PR #1118, opened 2024-05-10
Add super classes to decompiler cache ClassEntry

### LINKED ISSUE #1117: Decompiler cache causes suboptimal results when reused
When the decompiler cache gets reused weird changes occur, which aren't present when generating the sources without using the cache.

This seems to happen when a big amount of cache hits are present, as is the case between two versions of the game that are adjacent in time, and when adding/removing an access widener entry. In the first case it pollutes the diff quite a lot, and reduces readability in both cases.

## Steps to reproduce
0. Delete your decompiler cache.
1. Clone the [reproduction repo](https://github.com/VelizarBG/decompilercachetest).
2. Checkout the 1.20.6 branch.
3. Run `gradlew genSourcesWithVineflower --use-cache`
4. Checkout the 24w18a branch.
5. Repeat step 3.
6. Store a copy of the generated sources somewhere.
7. Run `gradlew genSourcesWithVineflower --no-use-cache`
8. Diff the sources generated with cache and the ones without.
9. Notice the suboptimal differences(e.g. missing `@Override` annotations, unnecessary casts, missing generics, and so on).

PS: This also applies to the CFR decompiler. Haven't tested FernFlower.

modmuss50:
Fixes #1117


modmuss50:
This does not fix the issue 😢 

It might be something more complex, possibly a decompiler issue.

modmuss50:
Turns out it wasnt that complex, now fixed :)

PR #1134, opened 2024-06-24
Test against Gradle 8.9

modmuss50:
PR to just run the tests


modmuss50:
Failed tests are due to test code in the 8.10 nightlies, so not a concern.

• [TASK REQUIREMENTS]: Scan the records above for the word "generated". Show each line in which it appears.

• [TASK RESPONSE]:
6. Store a copy of the generated sources somewhere.
8. Diff the sources generated with cache and the ones without.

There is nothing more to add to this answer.